There’s been a spate of encouraging dividend news in recent weeks. Globally, payouts are expected to increase this year following a rough 2020.
The U.S. will be part of that growth. In fact, some recent forecasts suggest markets may underestimating the extent to which domestic payouts will grow this year and in 2022. Add all that up and it’s a good time to be a dividend investor with active strategies like the T. Rowe Price Equity Income ETF (TEQI).
TEQI, a semi-transparent exchange traded fund, blends two themes beloved among investors looking to dial back equity risk: dividend growth and value stocks. The actively managed fund’s roster is typically comprised of companies with strong histories of payout growth and those that are undervalued.
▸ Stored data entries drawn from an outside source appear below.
PR #441, opened 2020-11-03
3 ➡️ 4

chapulina:
Forward-porting `ign-gazebo3` to `ign-gazebo4`.

PR #459, opened 2020-11-13
3 to 4

adlarkin:
Forward port `ign-gazebo3` to `ign-gazebo4`.

One thing to note about this forward port is that `examples/worlds/log_playback.sdf` exists in `ign-gazebo3`, but not `ign-gazebo4`. #386 details why this file was removed. Also, is the `examples/worlds/log_playback.sdf` file in `ign-gazebo3` correct, or does that also need to be updated?

### DIFF
--- a/tutorials/log.md
+++ b/tutorials/log.md
@@ -99,6 +99,9 @@ directory specified to record:
 
 ### From plugin in SDF
 
+This feature is deprecated and will be removed in Ignition Dome.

Additionally, TEQI is a relevant near-term idea.
“John Linehan, lead portfolio manager of the $19 billion T. Rowe Price Equity Income fund, spends a lot of time thinking about dividend stocks. But with the S&P 500 index having returned about 40% over the past year, he is concerned that many investors aren’t paying enough attention,” reports Lawrence Strauss for Barron’s.
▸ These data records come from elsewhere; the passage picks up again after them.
PR #461, opened 2020-11-17
Switch to async state service request

iche033:
The scene broadcsater system provides a synchronous state service which blocks until the state is filled in the next iteration. In normal ign gazebo usage this works fine but sometimes causes deadlock when running the [distributed_levels](https://github.com/ignitionrobotics/ign-gazebo/tree/ign-gazebo4/examples/scripts/distributed_levels) demo due to a race condition. This PR adds a new non-blocking async state service in the scene broadcaster system, and switches the GUI to call this async state service instead.

More info:

The NetworkManager classes in distributed simulation rely heavily on ign-transport for synchronizing all secondaries with the primary. The deadlock situation happens when the state service call is invoked while the secondaries are being stepped at the same time by the primary:

1. Primary sends msgs to step all Secondaries
1. A state service request is received by the scene broadcaster system in Primary and blocks until the state service is filled in the next iteration
1. step ack msgs sent back by the Secondaries are never received by the Primary because the ign-transport thread is being blocked.
1. Primary cannot step the simulation without ack msg, which means the scene broadcaster can not fill the state required by the state service call
1. Deadlock! 

Another option is to update the distributed system stepping synchronization strategy - I started with this fix and have a workaround implemented but ultimately I came back to the async fix because I think that it would be good to avoid a blocking service call in general. 

### DIFF
--- a/src/gui/GuiRunner.cc
+++ b/src/gui/GuiRunner.cc
@@ -90,6 +90,13 @@ void GuiRunner::OnStateAsyncService(const msgs::SerializedStepMap &_res)
 {
   this->OnState(_res);
 
+  // todo(anyone) store reqSrv string in a member variable and use it here
+  // and in RequestState()
+  std::string id = std::to_string(gui::App()->applicationPid());
+  std::string reqSrv =
+      this->node.Options().NameSpace() + "/" + id + "/state_async";
+  this->node.UnadvertiseSrv(reqSrv);
+
   // Only subscribe to periodic updates after receiving initial state
   if (this->node.SubscribedTopics().empty())
     this->node.Subscribe(this->stateTopic, &GuiRunner::OnState, this);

That fund is the mutual fund equivalent of TEQI.
Active management is part of the allure with TEQI. Since it’s not constrained by an index, it can underweight sectors that are chock-full of high dividend stocks that may be vulnerable to dividend cuts or suspensions down the road. Conversely, the fund’s managers can overweight groups with rosy payout growth prospects.
For example, TEQI allocates 23.36% of its weight to financial services stocks, as compared to 11.92% for the benchmark. That’s something for investors to consider because, last week, the Federal Reserve said all major banks that participated passed the annual stress test, meaning higher dividends from banks could arrive as soon as next month.
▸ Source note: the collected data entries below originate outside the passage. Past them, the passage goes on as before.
PR #463, opened 2020-11-20
Fixes flaky RecordAndPlayback test in INTEGRATION_log_system

azeey:
The flakiness comes from two sources:
1. Poses recorded by the LogRecorder are published by the SceneBroadcaster system throttled at 60 Hz. The throttle mechanism uses real-time instead of sim-time which causes a variance in the number of recorded poses from run to run. However, the expected number of recorded poses was calculated with the assumption that the simulation would run with a 1.0 RTF. If the CPU load is high, there could be a mismatch between the expected and the actual number of recorded poses, which causes the test to fail. This can be checked by running the test with:

```cpulimit -l 20 -f  bin/INTEGRATION_log_system  -- --gtest_filter="*RecordAndPlayback"```

2. An attempt is made to match up played back poses with the closest timestamp in the recorded file. These poses are again published by the SceneBroadcaster, so they are subject to the same kind of timing issues as the recorded poses.

The solution in this patch for the first issue is to determine the expected number of recorded poses by counting them in a separate system that mimics the throttling mechanism of ign-transport. For the second issue, a testing system is added to the playback server bypassing the SceneBroadcaster altogether.

Fixes https://github.com/ignitionrobotics/ign-gazebo/issues/435.

### DIFF
--- a/test/integration/log_system.cc
+++ b/test/integration/log_system.cc
@@ -707,6 +707,9 @@ TEST_F(LogSystemTest, RecordAndPlayback)
   // Create temp directory to store log
   this->CreateLogsDir();
 
+  // Used to count the expected number of poses recorded. Counting is necessary
+  // as the number varied depending on the CPU load.
+  int expectedPoseCount = 0;
   // Record
   {
     // World with moving entities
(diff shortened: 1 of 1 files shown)

### CODE REVIEW

File: test/integration/log_system.cc [hunk 1]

“Top holdings in his (Linehan) fund (ticker: PRFDX) recently included banking giant Wells Fargo (WFC), which cut its dividend last year; insurer MetLife (MET), and utility Southern Co. (SO). Over the past year, the fund has returned about 45%, placing it in the top 30% of Morningstar’s large-cap value category. The fund yields about 2.4%,” according to Barron’s.
TEQI (the ETF version) devotes about 21% of its combined weight to healthcare and tech stocks. Those have been and are expected to continue being reliable sources of S&P 500 dividend growth.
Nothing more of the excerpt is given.